ACTIVITY>
For the data below, restate word for word only the lines from the line containing "Well the dimensional-embedding" through the line containing "Eddie, please (as", both ends included.

INFORMATION SUPPLIED>
━━━

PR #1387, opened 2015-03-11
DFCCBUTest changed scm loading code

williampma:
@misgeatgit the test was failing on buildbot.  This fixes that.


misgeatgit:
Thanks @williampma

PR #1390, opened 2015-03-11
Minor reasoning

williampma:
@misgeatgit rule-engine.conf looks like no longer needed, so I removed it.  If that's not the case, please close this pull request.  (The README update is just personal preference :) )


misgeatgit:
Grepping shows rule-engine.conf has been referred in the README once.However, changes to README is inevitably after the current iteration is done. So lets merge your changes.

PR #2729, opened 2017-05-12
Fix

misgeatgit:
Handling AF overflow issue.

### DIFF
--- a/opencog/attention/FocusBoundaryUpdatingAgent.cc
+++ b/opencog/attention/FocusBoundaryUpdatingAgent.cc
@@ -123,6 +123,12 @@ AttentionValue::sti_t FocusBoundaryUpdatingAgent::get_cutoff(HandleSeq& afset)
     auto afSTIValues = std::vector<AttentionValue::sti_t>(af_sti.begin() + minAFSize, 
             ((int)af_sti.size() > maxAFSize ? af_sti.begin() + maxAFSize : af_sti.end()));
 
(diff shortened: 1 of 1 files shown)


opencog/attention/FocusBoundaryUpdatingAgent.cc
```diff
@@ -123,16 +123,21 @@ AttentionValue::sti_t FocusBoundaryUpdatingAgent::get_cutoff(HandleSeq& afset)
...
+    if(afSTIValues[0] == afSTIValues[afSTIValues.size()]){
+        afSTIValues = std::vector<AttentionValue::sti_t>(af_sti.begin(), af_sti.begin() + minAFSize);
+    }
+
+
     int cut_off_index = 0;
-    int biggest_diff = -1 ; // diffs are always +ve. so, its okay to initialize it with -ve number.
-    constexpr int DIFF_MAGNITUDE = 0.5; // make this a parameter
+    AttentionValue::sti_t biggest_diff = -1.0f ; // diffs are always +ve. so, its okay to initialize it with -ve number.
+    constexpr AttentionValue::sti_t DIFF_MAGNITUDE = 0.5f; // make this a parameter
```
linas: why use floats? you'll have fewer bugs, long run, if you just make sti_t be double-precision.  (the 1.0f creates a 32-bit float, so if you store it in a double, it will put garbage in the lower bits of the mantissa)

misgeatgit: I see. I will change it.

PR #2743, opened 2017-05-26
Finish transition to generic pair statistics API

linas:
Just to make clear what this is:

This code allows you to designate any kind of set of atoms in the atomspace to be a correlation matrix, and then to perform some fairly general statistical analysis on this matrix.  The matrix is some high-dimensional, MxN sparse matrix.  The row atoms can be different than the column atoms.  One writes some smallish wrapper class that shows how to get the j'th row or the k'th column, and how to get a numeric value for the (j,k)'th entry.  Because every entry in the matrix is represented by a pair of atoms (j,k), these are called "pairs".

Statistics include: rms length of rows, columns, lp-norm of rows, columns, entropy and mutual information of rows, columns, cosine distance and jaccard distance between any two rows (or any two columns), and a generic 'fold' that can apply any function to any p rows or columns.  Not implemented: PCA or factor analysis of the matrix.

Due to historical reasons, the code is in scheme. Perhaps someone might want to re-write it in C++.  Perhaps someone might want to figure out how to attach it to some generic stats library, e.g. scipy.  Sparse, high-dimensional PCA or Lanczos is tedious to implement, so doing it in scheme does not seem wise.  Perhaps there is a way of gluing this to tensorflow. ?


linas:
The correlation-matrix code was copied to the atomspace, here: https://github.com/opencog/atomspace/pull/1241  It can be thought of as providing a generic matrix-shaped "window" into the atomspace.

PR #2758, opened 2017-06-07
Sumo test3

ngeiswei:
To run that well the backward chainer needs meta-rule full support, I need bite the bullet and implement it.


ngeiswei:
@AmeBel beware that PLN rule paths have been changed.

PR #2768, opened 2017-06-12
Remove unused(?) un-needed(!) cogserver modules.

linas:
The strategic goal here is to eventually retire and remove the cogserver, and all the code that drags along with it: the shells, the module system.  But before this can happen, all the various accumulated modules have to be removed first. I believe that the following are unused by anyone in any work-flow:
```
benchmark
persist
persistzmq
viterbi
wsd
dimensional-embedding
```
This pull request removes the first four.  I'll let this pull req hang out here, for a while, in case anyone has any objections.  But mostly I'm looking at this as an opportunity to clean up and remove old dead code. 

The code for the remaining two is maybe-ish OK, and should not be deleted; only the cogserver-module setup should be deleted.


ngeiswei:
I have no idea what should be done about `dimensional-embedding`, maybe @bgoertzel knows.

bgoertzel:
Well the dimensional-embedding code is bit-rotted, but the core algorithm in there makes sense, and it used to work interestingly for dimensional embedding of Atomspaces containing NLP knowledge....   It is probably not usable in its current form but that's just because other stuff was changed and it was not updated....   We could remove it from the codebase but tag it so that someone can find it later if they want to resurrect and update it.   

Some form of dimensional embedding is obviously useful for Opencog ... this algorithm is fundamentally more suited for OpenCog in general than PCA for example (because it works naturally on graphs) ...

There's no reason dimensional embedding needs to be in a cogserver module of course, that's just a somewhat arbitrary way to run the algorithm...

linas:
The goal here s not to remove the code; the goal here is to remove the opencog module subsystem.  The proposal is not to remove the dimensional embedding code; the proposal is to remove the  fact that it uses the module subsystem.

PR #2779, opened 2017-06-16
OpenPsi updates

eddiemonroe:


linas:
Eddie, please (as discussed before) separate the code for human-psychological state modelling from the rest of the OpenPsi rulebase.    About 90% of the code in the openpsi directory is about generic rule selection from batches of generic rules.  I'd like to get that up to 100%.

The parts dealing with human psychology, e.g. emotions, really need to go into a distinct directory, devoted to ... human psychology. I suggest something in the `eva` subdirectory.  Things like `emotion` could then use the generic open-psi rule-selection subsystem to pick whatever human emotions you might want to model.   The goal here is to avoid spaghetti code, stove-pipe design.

━━━

SOLUTION BELOW>
Well the dimensional-embedding code is bit-rotted, but the core algorithm in there makes sense, and it used to work interestingly for dimensional embedding of Atomspaces containing NLP knowledge....   It is probably not usable in its current form but that's just because other stuff was changed and it was not updated....   We could remove it from the codebase but tag it so that someone can find it later if they want to resurrect and update it.   

Some form of dimensional embedding is obviously useful for Opencog ... this algorithm is fundamentally more suited for OpenCog in general than PCA for example (because it works naturally on graphs) ...

There's no reason dimensional embedding needs to be in a cogserver module of course, that's just a somewhat arbitrary way to run the algorithm...

linas:
The goal here s not to remove the code; the goal here is to remove the opencog module subsystem.  The proposal is not to remove the dimensional embedding code; the proposal is to remove the  fact that it uses the module subsystem.

PR #2779, opened 2017-06-16
OpenPsi updates

eddiemonroe:


linas:
Eddie, please (as discussed before) separate the code for human-psychological state modelling from the rest of the OpenPsi rulebase.    About 90% of the code in the openpsi directory is about generic rule selection from batches of generic rules.  I'd like to get that up to 100%.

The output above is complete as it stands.